And I should be very clear about what I am and what I am not going to talk about.
I'm not going to be talking about writing.
I've covered the history of writing and books in several previous episodes.
While text and writing do qualify as data, that isn't the focus of the show.
Likewise, I'm also not going to be covering things like random access memory or RAM, which is found in computers.
This is technically data storage, but it's short-term memory that disappears once the computer is turned off.
I'm going to be focusing on data that can be stored long-term.
So with that, most people assume that data storage began with the advent of computers.
And that is false.
The forerunners of what would eventually become computer storage actually began in the 18th century,
well before the development of computers or even electricity.
And the origin can be found in the year 1725.
Bezile Bouchon was a French textile worker and inventor who made a significant contribution
to the automation of the textile industry
by developing an early form of the programmable loom.
His invention used a perforated paper tape
to control the weaving pattern,
thus allowing for complex designs and textiles.
The tape guided a loom operator,
allowing them to consistently create the same weave on the cloth
that they were making.
This served really more as a guide for the operator,
but the paper tape did store data about the weaving pattern on it.
It was a very crude beginning,
but Bouchon's invention laid the foundation for what was to come.
Another French weaver, Joseph Marie Jacquard, made the next big advancement in 1801,
developing what became known as the Jacquard Loom.
The Jacquard Loom was a mechanical loom that revolutionized the textile industry
by introducing a method to automatically control the weaving of complex patterns.
The loom used a series of punch cards to control the movement of the loom's heddles,
which in turn lifted and lowered the warp threads to create intricate patterns.
The Jacquard loom differed from Bouchon's earlier invention in that it used punch cards instead of a paper tape
and was designed to be read by a machine rather than used as a guide for a loom operator.
The loom used a series of punch cards each representing one row of the design.
The holes in the cars corresponded to positions where a warp thread should be lifted.
And here I'll refer you back to my episode on cloth and textiles.
Where there was a hole in the punch card, a pin passed through, allowing a corresponding
hook to remain engaged.
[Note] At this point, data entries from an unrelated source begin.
PR #4068, opened 2026-09-21
Add station time-series output

asalmgren:
Adds erf.station_names: named sets of geographic points at which a chosen
set of variables is written to an ASCII time series, one file per station,
for comparison against meteorological tower and surface-station
observations.  This is the ERF analog of WRF's tslist; the existing line
and plane sampling writes whole lines and planes, in index or domain
coordinates, from a hand-coded list of nine variables.

    erf.station_names  = Lake1 Forests
    erf.Lake1.field    = rain_accum
    erf.Lake1.lat      = 45.13
    erf.Lake1.long     = -122.34
    erf.Forests.field  = magvel local_helicity
    erf.Forests.lat    = 45.20 45.41
    erf.Forests.long   = -122.10 -122.02
    erf.Forests.height = 10.0 80.0

lat and long are paired positionally; .x and .y place a station in domain
coordinates for a run with no lat/lon arrays.  Heights are metres above
the local terrain.  Values are bilinearly interpolated in the horizontal
and linearly in the vertical, from the finest level whose valid region
covers the whole interpolation stencil.

The variable names accepted are exactly the names that can be written to a
3D or 2D plotfile.  To keep that true as variables are added, the per-level
fill is split out of the plotfile writers -- FillPlot3DVars and
BuildPlot3DScratch out of Write3DPlotFile, FillPlot2DVars out of
Write2DPlotFile, canonicalizePlot3DVariables and appendPlot3DVariables out
of the selection code -- and the station sampler calls them, so a station
column and the corresponding plotfile component cannot disagree.  That
split is answer-preserving: every gold file is unchanged.

An unusable station stops the run naming the key at fault, rather than
silently dropping or moving a column; a 2D diagnostic that is valid but
not computed in this run is written as the missing value it would have in
a 2D plotfile.  A restart appends to the file the earlier run wrote.

Stations initialized from wrfinput de-stagger XLAT_V/XLONG_U to the mass
point, so a station lands on the cell its coordinates name.

A level supplies a station when it covers the stencil from the bottom of the
domain -- a height is measured from the local terrain -- up through the cells
the vertical interpolation reads, so a level that refines only the lower part
of the domain is used rather than rejected.  The sampler runs at every step by
default, so it does not do the microphysics average-down that the plotfile
writer does: turning station output on cannot change the answer.  The row
buffer is flushed with every checkpoint, a restart drops any rows the earlier
run wrote past the checkpoint it restarts from, and a restart into a file whose
header describes different columns stops the run.

Tests: a unit test of the local inverse of the lat/lon map, which is
exercised end to end only by a run initialized from a WRF or metgrid file.
No regression tests are added.

Co-Authored-By: Claude Opus 5 (1M context) <noreply@anthropic.com>


AMLattanzi:
<html>
<body>
<html><head></head><body><h1>Review: ERF PR #4068 — "Add station time-series output"</h1>
<p><strong>Repo:</strong> erf-model/ERF · <strong>Author:</strong> asalmgren · <strong>Base:</strong> <code>development</code> · <strong>Head:</strong> <code>station-time-series</code>
<strong>State:</strong> open, <code>mergeable_state: unstable</code> · 16 files, +3527 / −1823
<strong>Reviewed at:</strong> commit <code>039631e</code> (feature commit), merge head <code>4ea422c</code></p>
<hr>
<h2>What the PR does</h2>
<p>Adds <code>erf.station_names</code>: named sets of geographic points at which a chosen set of variables
is written to an ASCII time series, one file per station — the ERF analog of WRF's <code>tslist</code>.
Points are given as paired <code>lat</code>/<code>long</code> (or <code>x</code>/<code>y</code> in domain coordinates), with <code>height</code> in
metres above local terrain. Values are bilinearly interpolated in the horizontal and linearly
in the vertical, from the finest level whose valid region covers the interpolation stencil.</p>
<p>To keep station columns and plotfile components from diverging, the per-level fill is split out
of the plotfile writers:</p>

Extracted | From
-- | --
BuildPlot3DScratch, FillPlot3DVars | Write3DPlotFile
FillPlot2DVars | Write2DPlotFile
canonicalizePlot3DVariables, appendPlot3DVariables | setPlotVariables / appendPlotVariables


<p>New files: <code>Source/IO/ERF_StationSampler.{H,cpp}</code>, <code>Tests/RunExpectAbort.cmake</code>,
<code>Tests/Unit/IO/ERF_GTestStationSampler.cpp</code>, <code>Tests/test_files/StationSampling/StationSampling.i</code>.</p>
<h2>Overall assessment</h2>
<p>The design is sound and unusually well documented — inputs, header, and Sphinx docs all agree,
and aborting on an unusable station (rather than dropping or shifting a column) is the right
policy. The plotfile refactor looks answer-preserving: diffed with <code>-w</code>, it is essentially
<code>mf[lev]</code> → <code>mf_dst</code> throughout, plus the hoisting of the scratch build. The one reordering —
the "requested but not available" warning loop moving after <code>appendPlot3DVariables</code> — is benign.</p>
<p>Four issues I'd want resolved before merge, then a set of smaller items.</p>
<p><em>Caveat: this is a read of the code only. Nothing was built or run, so items 1 and 4 especially
should be confirmed empirically.</em></p>
<hr>
<h2>1. Full-column coverage test likely defeats AMR level selection</h2>
<p>In <code>resolve_station_stencils</code>, <code>covered()</code> builds</p>
<pre><code class="language-cpp">Box column(IntVect(ii,jj,dom.smallEnd(2)), IntVect(ii,jj,dom.bigEnd(2)));
return grids[lev].contains(column);
</code></pre>
<p>This requires the level to cover the <strong>entire vertical extent of its own domain</strong> at that
<code>(i,j)</code>. With partial vertical refinement the condition can never be met.</p>
<p>That is exactly what this PR's own test deck sets up. <code>StationSampling.i</code> has
<code>amr.ref_ratio_vect = 2 1 2</code> and <code>box1.in_box_hi</code> z = 3200 out of a 6400 m domain, so <code>grids[1]</code>
spans k = 0..63 of a level-1 domain running 0..127. <code>grids[1].contains(column)</code> is therefore
false for every station, and all of them should fall back to level 0 — despite the deck's comment
that the Center stations "must come from level 1, and two heights, so the vertical interpolation
runs." <code>add_test_box_parity</code> would still pass, because both runs fall back identically.</p>
<p><strong>Suggested fix:</strong> require coverage only over the k range that brackets the requested heights,
and trim the stencil box in <code>sample_stations</code> (currently <code>klo..khi</code>) to match. <strong>To confirm:</strong>
print <code>loc.lev</code> under <code>erf.v</code> and check which level the Center stations resolve to.</p>
<h2>2. <code>BuildPlot3DScratch</code> runs every step and has side effects</h2>
<p><code>sample_stations</code> calls <code>BuildPlot3DScratch</code> at every output step, and the default interval is 1.
That routine is not a pure diagnostic:</p>
<ul>
<li><code>FillPatchCrseLevel</code> on level 0 plus <code>FillPatchFineLevel</code> on every finer level</li>
<li>re-points <code>qmoist[lev][mvar]</code> at the microphysics storage</li>
<li>for Lagrangian microphysics with <code>CouplingType::TwoWay</code>, calls <code>AverageDownMicroVars</code> and
<code>AverageDownMoistStateTo</code>, which <strong>modify the coarse solution</strong></li>
</ul>
<p>At plotfile cadence this was acceptable. Per-step it is a different proposition.</p>
<p><strong>Asks:</strong> confirm the average-down is idempotent, so that enabling station output cannot change
the answer; reconsider the every-step default, or document the cost. Also note
<code>BuildPlot3DScratch</code> builds scratch on <em>all</em> levels while <code>FillPlot3DVars</code> is only called on
levels that host a station. The dominant cost is filling every requested derived variable over
whole levels in order to read a handful of points.</p>
<h2>3. Restart is only correct from the previous run's last checkpoint</h2>
<p>Rows are buffered <code>station_buffer_steps</code> (default 100) and flushed at the end of <code>Evolve</code>, but
there is <strong>no flush in the checkpoint path</strong>. Two failure modes:</p>
<ul>
<li><strong>Gap.</strong> Checkpoint at step 150, crash at 180, restart from 150 → the file holds rows through
step 100 and then jumps to 151. Rows 101–150 are silently lost.</li>
<li><strong>Overlap.</strong> If the earlier run ran past the checkpoint and flushed, the restart appends rows
at times already in the file, and the series goes non-monotonic.</li>
</ul>
<p><code>StationSampling_Restart</code> covers only the clean case (restart from the run's final checkpoint).</p>
<p><strong>Suggested fix:</strong> flush in the checkpoint path to close the gap; for the overlap case either
truncate rows beyond the restart time or document/warn. Separately, nothing checks that the
station configuration on restart matches the header already in the file — changing
<code>erf.&lt;name&gt;.field</code> appends mismatched columns silently.</p>
<h2>4. Pinned-arena MultiFabs read on the host without an explicit sync</h2>
<p><code>st3d</code>, <code>st2d</code>, <code>stzc</code>, <code>stznd</code> and <code>latlon_all</code> are <code>The_Pinned_Arena()</code> MultiFabs that get
<code>setVal</code> + <code>ParallelCopy</code> — both device-side in a CUDA build — and are then read directly on the
host with no <code>Gpu::streamSynchronize()</code>. This pattern is new in ERF; the existing
<code>The_Pinned_Arena</code> uses are all FArrayBox NetCDF staging, not MultiFab <code>ParallelCopy</code>.</p>
<p><strong>Ask:</strong> confirm AMReX guarantees completion on return from <code>ParallelCopy</code> for the
local-copy-only path, or add an explicit sync before the host-side interpolation.</p>
<hr>
<h2>Smaller items</h2>
<ul>
<li><strong><code>erf.do_station_sampling = false</code> cannot disable station output.</strong>
<code>if (!do_station) { do_station = (pp.countval("station_names") &gt; 0); }</code> — naming stations always
wins. Either honor an explicit <code>false</code> or drop the key.</li>
<li><strong>Station names are used unvalidated as path components</strong> (<code>m_dir + "/" + name + ".dat"</code>).</li>
<li><strong>Heights below the first cell centre clamp</strong> to the first cell-centre value with no
similarity-based extrapolation. <code>.height = 10.0</code> in a 100 m-dz run quietly returns the lowest
cell value. Users wanting 2 m / 10 m should be pointed at the 2D diagnostics; the docs mention
the clamp but not the trap.</li>
<li><strong>Setup-time lat/lon gather is O(nx·ny) per location on the IO rank</strong>, with the whole level-0
lat/lon array gathered onto one rank. Fine for typical domains; for a large hurricane domain
that is 100+ MB on a single rank. Worth a comment on the expected ceiling.</li>
<li><strong>Destagger keys off <code>solverChoice.init_type == InitType::WRFInput</code>.</strong> On a restart where
<code>init_type</code> is not set the same way, every station shifts half a cell with no diagnostic.
Storing a "lat/lon are staggered" flag in the checkpoint would be safer.</li>
<li><strong>Misleading abort message:</strong> the <code>|di| &gt; 1 || |dj| &gt; 1</code> branch reports the point as outside the
domain, but it also fires for a poorly conditioned map near the requested point.</li>
<li><strong>CI:</strong> GitHub reports the PR as <code>unstable</code>, so something is not green. (Rate limits blocked
reading the individual check runs.)</li>
</ul>
<hr>
<h2>What's good</h2>
<ul>
<li><code>FillPlot3DVars</code> / <code>FillPlot2DVars</code> extraction is clean and appears answer-preserving; the PR
states every gold file is unchanged.</li>
<li>Abort-with-the-offending-key on bad input, plus <code>RunExpectAbort.cmake</code> testing the <em>message</em>
and not just the exit status.</li>
<li>2D diagnostics that are valid but not computed in a run are written as the missing value a 2D
plotfile would use, rather than dropped — consistent with existing convention.</li>
<li>Unit tests for <code>invert_latlon_offset</code> cover axis-aligned, rotated/sheared, and degenerate maps,
which is the right call given there is no regression deck initialized from WRF/metgrid.</li>
<li>Test deck deliberately exercises the collapsed stencil at a non-periodic boundary, the periodic
wrap, and the 2D path.</li>
<li>Docs are thorough and match the code.</li>
</ul></body></html>
</body>
</html>

AMLattanzi:
<html>
<body>
<html><head></head><body><h1>ERF PR #4068 — "Add station time-series output"</h1>
<p><strong>Reviewed at:</strong> <code>dd9cf3a</code>, diffed against merge-base <code>b4eda42</code> (12 files, +3823 / −1825)
<strong>Caveat:</strong> code read only. Nothing was built or run, so items 2 and 3 need empirical confirmation.</p>
<hr>
<h2>Must fix before merge</h2>
<h3>1. No integration test coverage at all</h3>
<p>Commit <code>b249ffc</code> removed the box-parity test, the restart-parity test, the five
input-validation abort tests, the expect-abort runner, and <code>StationSampling.i</code>.
What remains is a unit test of <code>invert_latlon_offset</code>, a nine-line inline
function in the header. <code>grep station_names Tests/ Exec/</code> returns nothing.</p>
<p>So roughly 1550 new lines merge with no coverage of level selection, the
periodic wrap, the restart seam, the header check, the 2D path, or any abort
path. The <code>de66b32</code> message reports that 138 regression tests and 639 unit tests
pass unchanged — true, but no deck enables station output, so that says nothing
about this feature.</p>
<p><strong>Ask:</strong> restore at least the box-parity deck (same series from a single box, a
split grid and 4 ranks) and the restart test, or explain what made them
unworkable.</p>
<h3>2. Answer-invariance is asserted but not demonstrated</h3>
<p>Dropping the microphysics average-down (<code>sync_solution = false</code>) was the
important half. But <code>BuildPlot3DScratch</code> still runs, every output step at the
default interval of 1:</p>
<ul>
<li><code>FillPatchCrseLevel(0, t_new[0], {cons, xvel, yvel, zvel})</code></li>
<li><code>FillPatchFineLevel(lev, ...)</code> for every level up to <code>top_station_lev</code></li>
<li>re-points <code>qmoist[lev][mvar]</code> on every level</li>
</ul>
<p>The qmoist re-point is idempotent. The fillpatches overwrite the ghost cells of
<code>vars_new</code> at end of step with a fill at <code>t_new</code>, which is answer-neutral only if
every consumer refills ghosts before reading them. Most suspect: runs with
time-dependent lateral boundary data, where ghost values are tied to a
particular <code>m_r2d</code> read, and the surface-layer path.</p>
<p><strong>Ask:</strong> run a case with AMR + moisture + WRF boundary data with and without
<code>erf.station_names</code> and diff the plotfiles bitwise. The docs make this claim in a
<code>.. note::</code>, so it should have evidence behind it.</p>
<h3>3. The restart header check is whole-file string equality</h3>
<p><code>checkHeaderMatches</code> compares every leading <code>#</code> line, including the trailing
prose paragraph about bilinear interpolation and the coordinates printed at
<code>datprecision = 10</code>.</p>
<ul>
<li>Any future edit to the header wording makes every existing station file
un-restartable.</li>
<li>Any floating-point difference in the resolved <code>x</code>/<code>y</code> aborts with a message
naming the wrong cause (it says the configuration changed; the real cause
could be a different <code>init_type</code>, different compiler flags, or a different
inversion path).</li>
</ul>
<p><strong>Ask:</strong> compare a compact machine-readable signature (format version + hash of
the column descriptions) instead of the prose; at minimum exclude the trailing
explanatory paragraph.</p>
<p><strong>Also:</strong> the check fires at the first <code>flush()</code> — first checkpoint, or 100 rows
in. A configuration mismatch is a setup error and belongs in <code>init_stations</code>,
before the run does any work.</p>
<h3>4. Destagger still keys off run-time <code>init_type</code></h3>
<pre><code class="language-cpp">const bool destagger = (solverChoice.init_type == InitType::WRFInput);
</code></pre>
<p>On restart, <code>lat_m</code>/<code>lon_m</code> come from the checkpoint (<code>ERF_Checkpoint.cpp:1465</code>)
and hold the staggered values. A restart deck that does not set <code>init_type</code> the
same way moves every station half a cell. The header check now catches this, but
reports it as an unrelated configuration change.</p>
<p><strong>Ask:</strong> store a "lat/lon are staggered" flag in the checkpoint, or derive it
from the presence of the staggered edge.</p>
<hr>
<h2>Optional fixes (not blocking)</h2>

Item | Where | Note
-- | -- | --
Per-step stencil resolution | resolve_station_stencils | Full ParallelCopy + streamSynchronize + Bcast every output step whether or not the grids moved. Cache on a regrid counter.
Velocity all-or-nothing | canonicalizePlot3DVariables | Asking for x_velocity fills all three over whole levels. Belongs in the cost note, since it is the obvious tower request.
Sampled-level 2D vars unreachable | sample_stations | Descriptors built with an empty definition list. Docs say accepted names are "exactly the names that can be written to a 2D plotfile", which overstates it; such a name aborts with a confusing message.
Level switching at a regrid | docs | A station moving between levels steps discontinuously. Belongs next to the clamping warning, given the observation-comparison purpose.
In-place rewrite | truncate_station_file | ios::trunc on the same path, no temp-file-and-rename. A crash mid-rewrite loses the series.
t_cut arithmetic | truncate_station_file | t_first*(1-1e-12) - 1e-12 is negative at t_first == 0. Unreachable today; fragile way to say "strictly before".
Hardcoded k = 0 | sample_stations, bl_2d | Neighbouring boxes use klo. Same value in practice, inconsistent to read.
z_phys_nd without z_phys_cc | resolve_station_stencils, sample_stations | z_of_k falls back to uniform dz while z_surf uses terrain. Probably unreachable; an assert is enough.
Duplicate stencil boxes | gather BoxArray | Two locations in one cell produce identical boxes. AMReX handles it, but it is untested and easy to hit with a real network.
Visibility | ERF.H | init_stations, resolve_station_positions, resolve_station_stencils, sample_stations, flush_stations and the FillPlot* helpers are all public; they look like private output machinery.
CI | — | Reported mergeable_state: unstable. Worth reading the individual check runs.


</body>
</html>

Where there's no hole, the pin pushes the hook away.
The idea of punch cards as a system for storing data for machines caught on after the
Gaccard loom. Charles Babbage, who proposed the first mechanical computing device and who I
covered in a previous episode, proposed the use of punch cards to store information.
In 1884, Herman Holerith, an American statistician, patented a punch card system to process data for
the 1890 U.S. Census. His method used punch cards to store data that could be read and tabulated
by machines, significantly speeding up data processing. Again, this was not digital data as we
know it. The information being stored wasn't binary ones and zeros, but it certainly was data.
For example, one spot on a card might indicate if a person was or was not married.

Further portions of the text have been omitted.